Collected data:
□ □ □ □

PR #1057, opened 2017-09-12
py3: fix ipa cert-request --database ...

flo-renaud:
Fix bytes vs str issues in ipa cert-request

https://pagure.io/freeipa/issue/7148

### DIFF
--- a/ipaclient/csrgen.py
+++ b/ipaclient/csrgen.py
@@ -407,11 +407,11 @@ class OpenSSLAdaptor(object):
         self.password_filename = password_filename
 
     def key(self):
-        with open(self.key_filename, 'r') as key_file:
+        with open(self.key_filename, 'rb') as key_file:
             key_bytes = key_file.read()
         password = None
         if self.password_filename is not None:
-            with open(self.password_filename, 'r') as password_file:
+            with open(self.password_filename, 'rb') as password_file:
                 password = password_file.read().strip()
 
         key = load_pem_private_key(key_bytes, password, default_backend())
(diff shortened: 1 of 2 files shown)


ipaclient/csrgen.py
```diff
@@ -407,11 +407,11 @@ def __init__(self, key_filename, password_filename):
         self.password_filename = password_filename
 
     def key(self):
-        with open(self.key_filename, 'r') as key_file:
+        with open(self.key_filename, 'rb') as key_file:
             key_bytes = key_file.read()
         password = None
         if self.password_filename is not None:
-            with open(self.password_filename, 'r') as password_file:
+            with open(self.password_filename, 'rb') as password_file:
```
stlaz: Do we need to read passwords as bytes?

flo-renaud: Hi @stlaz 
thank you for your comment. Yes, according to https://cryptography.io/en/latest/hazmat/primitives/asymmetric/serialization/#pem the method load_pem_private_key expects bytes for key_bytes and password.

stlaz: Ah, thanks. I'll perform a sanity test and will ACK this afterwards :)

stlaz:
I noticed several other problems with csrgen, I'll get back to this PR after these have been dealt with.

The first problem is that `cert_request` expects csr as a string, there are some other problems with `csrgen_ffi` and generally the `ipalib.pkcs10` may need a similar rework to the one done in the `ipalib.x509` module.

rcritten:
This fixes the immediate problem but I still get no cert and a traceback is thrown when there is no NSS database.

When I manually create a db in /tmp/nssdb I get this:

    ipa: ERROR: Required CSR generation rule syntaxSubject is missing data

stlaz:
It might help adding `--csr-profile-id userCert`, you'll overcome the problem. You'll encounter some more, though. I have a  🚧  man-at-work fix but it's not quite ready for anyone's eyes https://github.com/stlaz/freeipa/commit/62d0e74d4d883d740b56159933f91ee319268da6

stlaz:
I should hope https://github.com/freeipa/freeipa/pull/1110 fixes the Python 3 issues with the `csrgen` module. I included this fix there, we can reopen this PR if necessary.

□ □ □ □

Every line in the data above that contains "github" needs to be copied.

• _ANSWER FOR THE TASK_
It might help adding `--csr-profile-id userCert`, you'll overcome the problem. You'll encounter some more, though. I have a  🚧  man-at-work fix but it's not quite ready for anyone's eyes https://github.com/stlaz/freeipa/commit/62d0e74d4d883d740b56159933f91ee319268da6
I should hope https://github.com/freeipa/freeipa/pull/1110 fixes the Python 3 issues with the `csrgen` module. I included this fix there, we can reopen this PR if necessary.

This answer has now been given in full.